Extracted information START

PR #2898, opened 2018-01-23
Prevent OverflowException in Expander.cs from crashing MSBuild

KirillOsenkov:
Convert.ChangeType can throw OverflowException.

Catch that and return null otherwise it crashes MSBuild.
See https://github.com/Microsoft/msbuild/issues/2882.

This fixes the actual crash, but not the systemic issues uncovered by the crash. This is just to stop the bleeding. Proper fixes will follow.

This is an easy safe fix that I'd like to get into 15.6.


rainersigwald:
Can you rebase on the `vs15.6` branch so it's easier to merge either way?

KirillOsenkov:
@AndyGerlicher @rainersigwald all green - can this go in?

KirillOsenkov:
Added another commit that adds some more well-known functions to the fast path. 

This is needed so that Roslyn.sln evaluates cleanly without first-chance exceptions. Roslyn has added usage of these functions in this commit:
https://github.com/dotnet/roslyn/commit/56ec3cfa6ede7c45dc9bc1ca53c07f6243d8e016

KirillOsenkov:
Added another commit to account for this usage introduced by @rainersigwald just yesterday ;)
https://github.com/Microsoft/msbuild/commit/f388fc5025c426401e7c1af3effc13e4f60ca08c

AndyGerlicher:
This will go in tonight before I start the insertion build. It just has to stay green long enough to merge :)

KirillOsenkov:
Cool. This seems to be the last ones. Roslyn now evaluates without throwing.

KirillOsenkov:
Yay! Thanks! I'm so happy this went in!

src/Build/Evaluation/Expander.cs
```diff
@@ -3347,6 +3347,30 @@ private bool TryExecuteWellKnownFunction(out object returnVal, object objectInst
...
+                            returnVal = text.PadRight(totalWidth, paddingChar[0]);
+                            return true;
+                        }
+                    }
+                    else if (string.Equals(_methodMethodName, "TrimStart", StringComparison.OrdinalIgnoreCase))
+                    {
+                        string trimChars;
+                        if (TryGetArg(args, out trimChars) && trimChars.Length > 0)
+                        {
+                            returnVal = text.TrimStart(trimChars.ToCharArray());
```
rainersigwald: 👍 I meant to check for this since I just added a use for this overload in common targets.

PR #2899, opened 2018-01-24
Project.LastEvaluationId should be valid during logging

cdmihai:
CPS expects Project.LastEvaluationId to reflect the id of the ongoing, not yet finished evaluation.
This invariant regressed in #2748

LoggingService now creates an evaluation build event context separate from sending project started events. This allows the Evaluator to set the evaluation Id on Project before the first evaluation event gets fired.


AndyGerlicher:
FYI rebased to 15.6

PR #2903, opened 2018-01-24
Include obsolete assemblies in ExternalAPIs

rainersigwald:
This is required to switch internal VS build processes off of the (obsolete) fork of MSBuild that's still checked into the VS repo. These projects are referenced but weren't available in the ExternalAPIs package.


rainersigwald:
Moving to 15.7 since we don't need this for 15.6 but I think we will need it before we figure out the master insertion problems.

PR #2907, opened 2018-01-24
RI vs15.6 to master

jeffkl:
* Fix preprocessor when imported documents specify Sdk

Implicit imports for imported projects are shown in the preprocessor at the top and bottom of the top level project rather than the imported project.

To fix this, I've created a mapping of which documents contain the implicit imports.  Before processing a document, the imports are then added to that document rather than the top level one.

* Add unit test


jeffkl:
What kind of commit should I do?

AndyGerlicher:
Always do a merge commit for these. Otherwise it will have to resolve conflicts later.

PR #2910, opened 2018-01-25
Readme updates

rainersigwald:


rainersigwald:
It's not the destination, it's the journey.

Extracted information END

Work instructions:
Please give the listing again exactly, line for line.

Task output:
PR #2898, opened 2018-01-23
Prevent OverflowException in Expander.cs from crashing MSBuild

KirillOsenkov:
Convert.ChangeType can throw OverflowException.

Catch that and return null otherwise it crashes MSBuild.
See https://github.com/Microsoft/msbuild/issues/2882.

This fixes the actual crash, but not the systemic issues uncovered by the crash. This is just to stop the bleeding. Proper fixes will follow.

This is an easy safe fix that I'd like to get into 15.6.


rainersigwald:
Can you rebase on the `vs15.6` branch so it's easier to merge either way?

KirillOsenkov:
@AndyGerlicher @rainersigwald all green - can this go in?

KirillOsenkov:
Added another commit that adds some more well-known functions to the fast path. 

This is needed so that Roslyn.sln evaluates cleanly without first-chance exceptions. Roslyn has added usage of these functions in this commit:
https://github.com/dotnet/roslyn/commit/56ec3cfa6ede7c45dc9bc1ca53c07f6243d8e016

KirillOsenkov:
Added another commit to account for this usage introduced by @rainersigwald just yesterday ;)
https://github.com/Microsoft/msbuild/commit/f388fc5025c426401e7c1af3effc13e4f60ca08c

AndyGerlicher:
This will go in tonight before I start the insertion build. It just has to stay green long enough to merge :)

KirillOsenkov:
Cool. This seems to be the last ones. Roslyn now evaluates without throwing.

KirillOsenkov:
Yay! Thanks! I'm so happy this went in!

src/Build/Evaluation/Expander.cs
```diff
@@ -3347,6 +3347,30 @@ private bool TryExecuteWellKnownFunction(out object returnVal, object objectInst
...
+                            returnVal = text.PadRight(totalWidth, paddingChar[0]);
+                            return true;
+                        }
+                    }
+                    else if (string.Equals(_methodMethodName, "TrimStart", StringComparison.OrdinalIgnoreCase))
+                    {
+                        string trimChars;
+                        if (TryGetArg(args, out trimChars) && trimChars.Length > 0)
+                        {
+                            returnVal = text.TrimStart(trimChars.ToCharArray());
```
rainersigwald: 👍 I meant to check for this since I just added a use for this overload in common targets.

PR #2899, opened 2018-01-24
Project.LastEvaluationId should be valid during logging

cdmihai:
CPS expects Project.LastEvaluationId to reflect the id of the ongoing, not yet finished evaluation.
This invariant regressed in #2748

LoggingService now creates an evaluation build event context separate from sending project started events. This allows the Evaluator to set the evaluation Id on Project before the first evaluation event gets fired.


AndyGerlicher:
FYI rebased to 15.6

PR #2903, opened 2018-01-24
Include obsolete assemblies in ExternalAPIs

rainersigwald:
This is required to switch internal VS build processes off of the (obsolete) fork of MSBuild that's still checked into the VS repo. These projects are referenced but weren't available in the ExternalAPIs package.


rainersigwald:
Moving to 15.7 since we don't need this for 15.6 but I think we will need it before we figure out the master insertion problems.

PR #2907, opened 2018-01-24
RI vs15.6 to master

jeffkl:
* Fix preprocessor when imported documents specify Sdk

Implicit imports for imported projects are shown in the preprocessor at the top and bottom of the top level project rather than the imported project.

To fix this, I've created a mapping of which documents contain the implicit imports.  Before processing a document, the imports are then added to that document rather than the top level one.

* Add unit test


jeffkl:
What kind of commit should I do?

AndyGerlicher:
Always do a merge commit for these. Otherwise it will have to resolve conflicts later.

PR #2910, opened 2018-01-25
Readme updates

rainersigwald:


rainersigwald:
It's not the destination, it's the journey.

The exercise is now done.